Maybe, she decided, it had nothing to do with whiskers, but
something to do with her brown hair, her big ears, her big teeth.
But Mouse wasn’t sure. Sometimes she thought it had to do
with the way she looked, and then other times she thought it
had nothing to do with the way she looked, but was something
else instead, like the Salerno Butter Cookies she and her father
ate after dinner sometimes. Maybe it was because of those cook-
ies that he called her Mouse.
Mouse loved her Salerno Butter Cookies more than any other
kind of cookie, even more than homemade. She’d stack them
up on her pinkie, slide her finger through the center hole, gnaw
her way down the side of the stack just like a mouse gnawing
its way through wood.
Mouse ate her cookies at the dinner table. But one night,
when her father had his back turned, taking the dishes to the
sink to wash, she slipped an extra few in her pocket for a late-
night snack, in case she or her teddy bear got hungry.

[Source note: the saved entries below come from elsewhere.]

PR #308, opened 2019-05-08
Bugfix/fix data loading

xantorres:
This should fix the issues around the new contextLoader/Updater helpers and specially with clusterContextLoader/Updater.

There are also improvements with these helpers, like now having `apiClient` and `loadFromContext` in `contextLoader` args
image

And `apiClient` and `currentItems` in `contextUpdater` args
image

### DIFF
--- a/src/app/core/helpers/clusterContextLoader.js
+++ b/src/app/core/helpers/clusterContextLoader.js
@@ -1,24 +1,52 @@
-import { pathOr, chain } from 'ramda'
+import { pathOr, prop, groupBy, assocPath, flatten, omit, path } from 'ramda'
 import { loadClusters } from 'k8s/components/infrastructure/actions'
 import contextLoader from 'core/helpers/contextLoader'
+import { ensureArray } from 'utils/fp'
 
 // Returns a contextLoaded function contextualized by selected cluster (given by clusterId param)
-const clusterContextLoader = (key, loaderFn, defaultValue = []) =>
-  async ({ context, params = {}, ...rest }) => {
-    const clusters = (await loadClusters({ context, params, ...rest, reload: false }))
-      .filter(cluster => cluster.hasMasterNode)
+// Use is the same as in "contextLoader" but it also receives an additional clusterId param and
+// clusters that are passed as arguments to the loaderFn callback
+// Context will be indexed by "clusterId" and also have an "__all__" prop with all the items:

Mouse excused herself from the table, tried sneaking up to
her bedroom with the cookies in her pockets, though she knew
that crammed there in her pockets, the cookies would quickly
turn to crumbs. To Mouse, it didn’t matter. The crumbs would
taste just as good as the cookie had.
But her father caught her red-handed trying to make off with
the cookies. He didn’t scold her. He hardly ever scolded her.
There wasn’t a need for Mouse to be scolded. Instead he teased
her for hoarding food, storing it somewhere in that bedroom of
hers like mice store food in the walls of people’s homes.
But somehow Mouse didn’t think that was why he called
her Mouse.
Because by then, she already was Mouse.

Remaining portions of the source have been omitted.